Records.
PR #1364, opened 2026-05-05
feat: embed ACVP wrapper and public-scope reproducibility flow

vzakaznikov:
## Summary
- Embed an ACVP wrapper into the shipped `clickhouse-backup` binary with two entry points: argv0 dispatch via `clickhouse-backup-acvp` and CLI dispatch via `clickhouse-backup acvp`.
- Add the `pkg/acvpwrapper` implementation plus tests, and package the `clickhouse-backup-acvp` symlink in Linux package builds so the wrapper can be exercised with `acvptool` against the same binary artifact.
- Add a tracked public-API ACVP config, reproducibility script, and documentation (`pkg/acvpwrapper/acvp_test_fips140v1.26.public.config.json`, `run.sh`, `README.md`) with pinned upstream references and reproduction guidance.
- Keep wrapper capabilities aligned with the supported public Go crypto scope by excluding ML-KEM/ML-DSA from advertised `getConfig` capabilities.

## Test plan
- [x] `docker run --rm -v "$PWD:/work" -w /work golang:1.26-alpine sh -lc 'export PATH=$PATH:/usr/local/go/bin && go test ./...'`
- [x] `bash pkg/acvpwrapper/run.sh` (expected output includes `38 ACVP tests matched expectations`)

Made with [Cursor](https://cursor.com)


Slach:
ACVP test crypto library, and don't test clickhouse-backup itself, let's close this PR

vzakaznikov:
@Slach,  closing is ok. But your provided reason is invalid.

The PR never claimed to test clickhouse-backup's application logic (backup/restore, manifests, storage backends).  It runs ACVP against the cryptographic primitives as compiled into the shipped binary.

In Go, crypto/tls, crypto/aes, crypto/sha*, crypto/ecdsa, crypto/hmac, etc. are statically linked into the
release artifact — there is no external libcrypto at runtime. The bytes ACVP exercises are the exact bytes users
run, and they are the same primitives clickhouse-backup uses for TLS to S3/GCS/Azure/ClickHouse. FIPS 140-3
validation is scoped to the module/binary you ship, which is why the argv0 / clickhouse-backup acvp dispatch
pattern exists.

So "ACVP tests the crypto library, not clickhouse-backup" conflates source-level scope with binary-level scope;
in a statically linked Go binary they are the same code.

Slach:
@vzakaznikov who will run `clickhouse-backup acvp` and why?

vzakaznikov:
> @vzakaznikov who will run `clickhouse-backup acvp` and why?

It is useful to any user of the `clickhouse-backup-fips` binary who wants stronger assurance of
FIPS compatibility than just a reference to Go’s upstream certificate.

The point is not that every user needs to run `clickhouse-backup-fips acvp` during normal operation. The point is
that the exact shipped artifact can be independently exercised with ACVP vectors: same Go version, same
compiler/linker output, same build flags, same packaged binary.

PR #1368, opened 2026-05-10
Prevent nested ssh from consuming while loop stdin

guoard:
Fixed backup iteration over SSH.

The nested `ssh` command was consuming stdin from the `while read` loop, causing only the first backup to be processed. This change uses `ssh -n` to prevent stdin interference and ensures all backup metadata files are processed correctly.


Slach (approved):
nice catch, thanks for contribution

guoard:
Failed test is not related to changes:

```
2026-05-13 18:13:22.546 FTL failed to start test environments error="TestContainers(4).StartAll: start azure: create azure: Error response from daemon: No such image: mcr.microsoft.com/azure-storage/azurite:latest"
```

guoard:
Rebased to master. @Slach PTAL.

PR #1369, opened 2026-05-10
Fix backup retention logic issues for rsync

guoard:
Fix backup retention logic in rsync script by correcting line counting, numeric comparison, and arithmetic handling to ensure proper cleanup of old backups.


guoard:
Rebased to master.

PR #1386, opened 2026-05-17
fix: no retry when remote table metadata not found

### LINKED ISSUE #1379: No retry when table metadata files not exists instead of retrying forever
## Problem

When downloading a backup, `downloadTableMetadata()` retries indefinitely on missing metadata files. If a table was dropped or renamed during upload, its `.json` metadata file may not exist on remote storage, but the retry loop keeps trying with exponential backoff — wasting minutes before ultimately failing the entire download.

### Current behavior

```go
// pkg/backup/download.go — downloadTableMetadata()
retry := retrier.New(retrier.ExponentialBackoff(b.cfg.General.RetriesOnFailure, ...), b)
err := retry.RunCtx(ctx, func(ctx context.Context) error {
    tmReader, err := b.dst.GetFileReader(ctx, remoteMetadataFile)
    if err != nil {
        return errors.Wrapf(err, "can't GetFileReader(%s) error", remoteMetadataFile)
    }
    // ...
})
```

When `GetFileReader` returns "object doesn't exist" / "NoSuchKey" / "StatusCode 404", this error is transient-looking to the retrier, so it retries `RetriesOnFailure` times with exponential backoff. But a 404 is permanent — the object will never appear.

## Proposed Fix

Detect permanent "not found" errors and break out of the retry loop immediately:

```go
retry := retrier.New(retrier.ExponentialBackoff(b.cfg.General.RetriesOnFailure, ...), b)
err := retry.RunCtx(ctx, func(ctx context.Context) error {
    tmReader, err := b.dst.GetFileReader(ctx, remoteMetadataFile)
    if err != nil {
        // "object doesn't exist" is permanent — flag it and stop retrying
        if strings.Contains(err.Error(), "doesn't exist") || 
           strings.Contains(err.Error(), "key not found") || 
           strings.Contains(err.Error(), "NoSuchKey") || 
           strings.Contains(err.Error(), "StatusCode 404") {
            notFoundErr = true
            return nil // break out of retry loop
        }
        return errors.Wrapf(err, "can't GetFileReader(%s) error", remoteMetadataFile)
    }
    // ...
})

// After retry loop:
if notFoundErr {
    log.Warn().Str("remoteMetadataFile", remoteMetadataFile).
        Msg("metadata file not found on remote, skipping table")
    continue
}
```

### When this happens

- Table dropped during backup upload (backup started, table dropped, metadata never uploaded)
- Incremental backup where base backup's metadata was cleaned up
- Partial upload failure where some tables' metadata was never written
- Table renamed between backup create and upload

### Impact

Without this fix, a single missing metadata file causes the entire download to hang for `RetriesOnFailure × exponential_backoff` duration (typically 5-10 minutes) before failing. With this fix, the missing table is skipped in milliseconds and the rest of the backup downloads successfully.

leno23:
## Summary
- detect permanent remote metadata-missing errors before the download metadata retry loop keeps backing off
- warn and skip the affected table when its JSON metadata file is absent on remote storage
- preserve the existing optional `.sql` handling for incremental/embedded metadata and return non-not-found errors directly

Assigned task. Look above for the line with "linked into the"; retype exactly that line, every line after it up to the line with "run, and they", and that line too, nothing else.

Written response.
In Go, crypto/tls, crypto/aes, crypto/sha*, crypto/ecdsa, crypto/hmac, etc. are statically linked into the
release artifact — there is no external libcrypto at runtime. The bytes ACVP exercises are the exact bytes users
run, and they are the same primitives clickhouse-backup uses for TLS to S3/GCS/Azure/ClickHouse. FIPS 140-3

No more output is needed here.